Here's my messy bun with new bendini. I got the whole packet plus the kiddie packet for my girls.


----------



## divachyk (May 10, 2011)

wavezncurlz -- sure thing....

1. Slick hair back and grasp it with your hand as though you will be applying a ponytail holder. I grasp with my left hand.

2. (right hand) Take a banana clip and place it horizontally on your hair so that the clip is pointed left to right instead of up and down.

3. You should be left with the rest of your hair hanging out of the banana clip. 

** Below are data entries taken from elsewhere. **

PR #1236, opened 2022-10-06
create blocks test tasks from json file

tomsilver:
see https://github.com/Learning-and-Intelligent-Systems/predicators/issues/1218

example:
```python predicators/main.py --env pybullet_blocks --approach oracle --seed 0 --num_test_tasks 1 --blocks_test_task_json_dir <path to json dir> --pybullet_use_gui True```

with example json:
```
{
    "problem_name": "blocks_2022-10-01_13-56-00",
    "blocks": {
        "red_block": {
            "position": [1.36409716, 1.0389289 , 0.2225],
            "color": [1, 0, 0]
        },
        "green_block": {
            "position": [1.36409716, 1.0389289 , 0.2675],
            "color": [0, 1, 0]
        },
        "blue_block": {
            "position": [1.35479861, 0.91064759, 0.2225],
            "color": [0, 0, 1]
        }
    },
    "block_size": 0.045,
    "goal": {
       "On": [
           ["red_block", "green_block"],
           ["green_block", "blue_block"]
       ],
      "OnTable": [
          ["blue_block"]
      ]
    }
}
```

### DIFF
--- a/predicators/envs/blocks.py
+++ b/predicators/envs/blocks.py
@@ -527,12 +527,11 @@ class BlocksEnv(BaseEnv):
         # One day, we can make the block size a feature of the blocks, but
         # for now, we'll just make sure that the block size in the real env
         # matches what we expect in sim.
-        assert abs(task_spec["block_size"] - self.block_size) < 1e-6
+        assert np.isclose(task_spec["block_size"], self.block_size)
         state_dict: Dict[Object, Dict[str, float]] = {}
-        id_to_obj: Dict[int, Object] = {}  # used in the goal construction
-        for block_spec in task_spec["blocks"]:
-            block_id: int = block_spec["block_id"]
-            block = Object(f"block{block_id}", self._block_type)
+        id_to_obj: Dict[str, Object] = {}  # used in the goal construction
+        for block_id, block_spec in task_spec["blocks"].items():
+            block = Object(block_id, self._block_type)
             id_to_obj[block_id] = block
             x, y, z = block_spec["position"]
             r, g, b = block_spec["color"]
--- a/predicators/envs/blocks.py
+++ b/predicators/envs/blocks.py
@@ -257,6 +257,7 @@ class BlocksEnv(BaseEnv):
             x = state.get(block, "pose_x")
             y = state.get(block, "pose_y")
             z = state.get(block, "pose_z")
+            # RGB values are between 0 and 1.
             color_r = state.get(block, "color_r")
             color_g = state.get(block, "color_g")
             color_b = state.get(block, "color_b")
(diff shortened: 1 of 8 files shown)

### CODE REVIEW

File: predicators/envs/blocks.py [hunk 1]
```diff
@@ -509,3 +518,52 @@ def _get_highest_block_below(self, state: State, x: float, y: float,
...
         return max(blocks_here, key=lambda x: x[1])[0]  # highest z
+
+    def _load_task_from_json(self, json_file: Path) -> Task:
+        with open(json_file, "r", encoding="utf-8") as f:
+            task_spec = json.load(f)
+        # Create the initial state from the task spec.
+        # One day, we can make the block size a feature of the blocks, but
+        # for now, we'll just make sure that the block size in the real env
+        # matches what we expect in sim.
+        assert abs(task_spec["block_size"] - self.block_size) < 1e-6
```
williamshen-nz, line 529: Nit: I guess we could use `np.isclose` here

predicators/envs/blocks.py
```diff
@@ -509,3 +518,52 @@ def _get_highest_block_below(self, state: State, x: float, y: float,
...
+        on_args = goal_spec.get("On", [])
+        on_table_args = goal_spec.get("OnTable", [])
+        pred_to_args = {self._On: on_args, self._OnTable: on_table_args}
+        goal: Set[GroundAtom] = set()
+        for pred, args in pred_to_args.items():
+            for id_args in args:
+                obj_args = [id_to_obj[a] for a in id_args]
+                goal_atom = GroundAtom(pred, obj_args)
+                goal.add(goal_atom)
+        return Task(init_state, goal)
```
williamshen-nz, line 569: General question, but do we want to do validation of the JSONs at all?

e.g. if two blocks have the same `block_id` then things get weird, or are we assuming the JSONs will always be well formed? 

I guess in the `block_id` case we can just make the blocks map to a dict of `block_id` to the position/colors rather than a list

tests/envs/test_blocks.py
```diff
@@ -111,3 +115,66 @@ def test_blocks_failure_cases():
...
+
+
+def test_blocks_load_task_from_json():
+    """Tests for loading blocks test tasks from a JSON file."""
+    # Set up the JSON file.
+    task_spec = {
+        "problem_name":
+        "blocks_test_problem1",
+        "blocks": [{
+            "block_id": 0,
```
williamshen-nz, line 127: I was wondering but maybe we should give blocks more descriptive IDs so its easy for us to read and debug what's going on?

e.g. `block_id: "red_block"`

williamshen-nz (approved):
LGTM 🚀

predicators/envs/blocks.py
tomsilver: good point, I changed it to a dict as you suggested. I'll defer other validation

4. Fan the hanging hair around the banana clip. I loosely fanned the hair so that I could cover the banana clip as much as possible. I wanted to give off the look of a full bun and not show the banana clip. 

5. Pin hair with good days hair pins.

My hair is curly because of an old roller set. I've tried this look on straight/air dried hair and it doesn't look as good because the curls set off the look.


----------



## gn1g (May 10, 2011)

AlliCat said:


> Thank you!! To make it, I put my hair in a high ponytail with an ouchless band. then pinned the ends with a bobby pin and fluffed and fanned to create volume. It's simple that its not tutorial worthy
> 
> Here's a yt vid I found that would give similar results: http://www.youtube.com/watch?v=F5-ZHYYbKd0&feature=fvsr
> 
> I did the exact same thing minus the hairspray, teasing and twisting it around


 

I did it, I use to wear my hear in this kind of bun 20 years ago with a phoney.  i received 3 compliments!


----------



## AlliCat (May 10, 2011)

gn1g said:


> I did it, I use to wear my hear in this kind of bun 20 years ago with a phoney.  i received 3 compliments!



Good to hear  I'm soo glad it worked for you!!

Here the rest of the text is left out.